§ YOUR TASK: Restate, word for word, every line of the data.

DATASET CONTENT below:

PR #32698, opened 2023-08-25
Refactor: register business hours block with block.json path 

monsieur-z:
See https://github.com/Automattic/jetpack/issues/32602

## Proposed changes:

Registers the _Business Hours_ block by specifying the path to its `block.json` file. This was made possible by https://github.com/Automattic/jetpack/pull/32697. The goal is to avoid the duplication of block metadata and use `block.json` as the source of truth.

In more details:
- Server side
  - Add a helper method to get the path to a block's metadata file (in the build folder)
  - Add tests
  - Register the block by specifying the path to `block.json`
- Client side
  - Remove `editorScript` from `block.json` file (automatically added during the build)
  - Move metadata from `index.js` to `block.json`
  - Delete `index.js`
  - Create a function that reads the icon from the metadata and generates a React component, in `shared-extension-utils`
  - Create a helper to register blocks by passing the metadata object
  - Register the block by passing the metadata
  - Write i18n-friendly CSS
  - Update block tests

### Other information:

## Jetpack product discussion

pedMtX-RS-p2

No.

## Testing instructions:

Test that the _Business Hours_ block behaves as in production.

Screenshot 2023-09-13 at 3 50 35 PM

_Note: blocks metadata don't seem to be localized at the moment in production._


projects/plugins/jetpack/extensions/blocks/business-hours/block.json
```diff
@@ -84,5 +84,64 @@
 			]
 		}
 	},
+	"example": {
```
monsieur-z, line 87: From `index.js`.

projects/plugins/jetpack/extensions/blocks/business-hours/business-hours.php
```diff
@@ -22,23 +28,9 @@
  */
 function register_block() {
 	Blocks::jetpack_register_block(
-		BLOCK_NAME,
+		get_block_path(),
 		array(
 			'render_callback' => __NAMESPACE__ . '\render',
-			'supports'        => array(
```
monsieur-z, line 28: Data already present in `block.json`.

projects/plugins/jetpack/extensions/blocks/business-hours/style.scss
```diff
@@ -8,7 +8,7 @@
 
 	dt {
 		font-weight: bold;
-		margin-right: 0.5em;
+		margin-inline-end: 0.5em;
```
monsieur-z, line 11: Styles are still registered and enqueued manually in PHP. Eventually, they'll be determined from `block.json` and we won't be able to specify `view.css` or `view.rtl.css` at runtime. Let's write code that supports internationalization from the get-go.

projects/packages/blocks/src/class-blocks.php
```diff
@@ -350,4 +350,20 @@ public static function is_standalone_block() {
...
+	 * Returns the path to the directory (in the build folder) containing the block.json metadata
+	 * file of a block.
+	 *
+	 * @since 1.4.23
+	 *
+	 * @param string $block_src_dir The path to the folder containing the block source code.
+	 *
+	 * @return string
+	 */
+	public static function get_path_to_block_metadata( $block_src_dir ) {
```
monsieur-z: I tried to add a test for that function, but I'm having trouble dealing with constants. Any insight would be appreciated.

monsieur-z: Using `Constants::set_constant( 'JETPACK__PLUGIN_FILE', '/a/b/c/index.php' );` at the beginning of my test doesn't work. I end up with the following error: `Error: Undefined constant "Automattic\Jetpack\JETPACK__PLUGIN_FILE"`.

projects/plugins/jetpack/extensions/blocks/business-hours/block.json
```diff
@@ -84,5 +84,63 @@
 			]
 		}
 	},
-	"editorScript": "file:../editor.js"
```
monsieur-z, line 87: Now generated automatically by the build step.

projects/plugins/jetpack/extensions/shared/get-block-icon-from-metadata.js
```diff
@@ -0,0 +1,32 @@
+/* eslint-disable jsdoc/no-undefined-types */
```
monsieur-z: JSDoc doesn't like `React.Component` as a type.

monsieur-z:
I did rebase the branch with `add/enable-block-registration-by-path`, but PHP tests are still failing here. Running `jetpack docker phpunit` locally from `projects/plugins/jetpack` doesn't show any failing test: I believe this may resolve itself once the base branch is merged.

projects/plugins/jetpack/extensions/blocks/business-hours/style.scss
jeherve: Good catch!

projects/plugins/jetpack/extensions/shared/get-block-icon-from-metadata.js
jeherve, line 1: What do you think about moving this to the shared-extension-utils package, so we can use it outside of the Jetpack plugin as well?

projects/plugins/jetpack/extensions/shared/register-jetpack-block.js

End of DATASET CONTENT.

§ ANSWER FOR THIS EXERCISE:
PR #32698, opened 2023-08-25
Refactor: register business hours block with block.json path 

monsieur-z:
See https://github.com/Automattic/jetpack/issues/32602

## Proposed changes:

Registers the _Business Hours_ block by specifying the path to its `block.json` file. This was made possible by https://github.com/Automattic/jetpack/pull/32697. The goal is to avoid the duplication of block metadata and use `block.json` as the source of truth.

In more details:
- Server side
  - Add a helper method to get the path to a block's metadata file (in the build folder)
  - Add tests
  - Register the block by specifying the path to `block.json`
- Client side
  - Remove `editorScript` from `block.json` file (automatically added during the build)
  - Move metadata from `index.js` to `block.json`
  - Delete `index.js`
  - Create a function that reads the icon from the metadata and generates a React component, in `shared-extension-utils`
  - Create a helper to register blocks by passing the metadata object
  - Register the block by passing the metadata
  - Write i18n-friendly CSS
  - Update block tests

### Other information:

## Jetpack product discussion

pedMtX-RS-p2

No.

## Testing instructions:

Test that the _Business Hours_ block behaves as in production.

Screenshot 2023-09-13 at 3 50 35 PM

_Note: blocks metadata don't seem to be localized at the moment in production._


projects/plugins/jetpack/extensions/blocks/business-hours/block.json
```diff
@@ -84,5 +84,64 @@
 			]
 		}
 	},
+	"example": {
```
monsieur-z, line 87: From `index.js`.

projects/plugins/jetpack/extensions/blocks/business-hours/business-hours.php
```diff
@@ -22,23 +28,9 @@
  */
 function register_block() {
 	Blocks::jetpack_register_block(
-		BLOCK_NAME,
+		get_block_path(),
 		array(
 			'render_callback' => __NAMESPACE__ . '\render',
-			'supports'        => array(
```
monsieur-z, line 28: Data already present in `block.json`.

projects/plugins/jetpack/extensions/blocks/business-hours/style.scss
```diff
@@ -8,7 +8,7 @@
 
 	dt {
 		font-weight: bold;
-		margin-right: 0.5em;
+		margin-inline-end: 0.5em;
```
monsieur-z, line 11: Styles are still registered and enqueued manually in PHP. Eventually, they'll be determined from `block.json` and we won't be able to specify `view.css` or `view.rtl.css` at runtime. Let's write code that supports internationalization from the get-go.

projects/packages/blocks/src/class-blocks.php
```diff
@@ -350,4 +350,20 @@ public static function is_standalone_block() {
...
+	 * Returns the path to the directory (in the build folder) containing the block.json metadata
+	 * file of a block.
+	 *
+	 * @since 1.4.23
+	 *
+	 * @param string $block_src_dir The path to the folder containing the block source code.
+	 *
+	 * @return string
+	 */
+	public static function get_path_to_block_metadata( $block_src_dir ) {
```
monsieur-z: I tried to add a test for that function, but I'm having trouble dealing with constants. Any insight would be appreciated.

monsieur-z: Using `Constants::set_constant( 'JETPACK__PLUGIN_FILE', '/a/b/c/index.php' );` at the beginning of my test doesn't work. I end up with the following error: `Error: Undefined constant "Automattic\Jetpack\JETPACK__PLUGIN_FILE"`.

projects/plugins/jetpack/extensions/blocks/business-hours/block.json
```diff
@@ -84,5 +84,63 @@
 			]
 		}
 	},
-	"editorScript": "file:../editor.js"
```
monsieur-z, line 87: Now generated automatically by the build step.

projects/plugins/jetpack/extensions/shared/get-block-icon-from-metadata.js
```diff
@@ -0,0 +1,32 @@
+/* eslint-disable jsdoc/no-undefined-types */
```
monsieur-z: JSDoc doesn't like `React.Component` as a type.

monsieur-z:
I did rebase the branch with `add/enable-block-registration-by-path`, but PHP tests are still failing here. Running `jetpack docker phpunit` locally from `projects/plugins/jetpack` doesn't show any failing test: I believe this may resolve itself once the base branch is merged.

projects/plugins/jetpack/extensions/blocks/business-hours/style.scss
jeherve: Good catch!

projects/plugins/jetpack/extensions/shared/get-block-icon-from-metadata.js
jeherve, line 1: What do you think about moving this to the shared-extension-utils package, so we can use it outside of the Jetpack plugin as well?

projects/plugins/jetpack/extensions/shared/register-jetpack-block.js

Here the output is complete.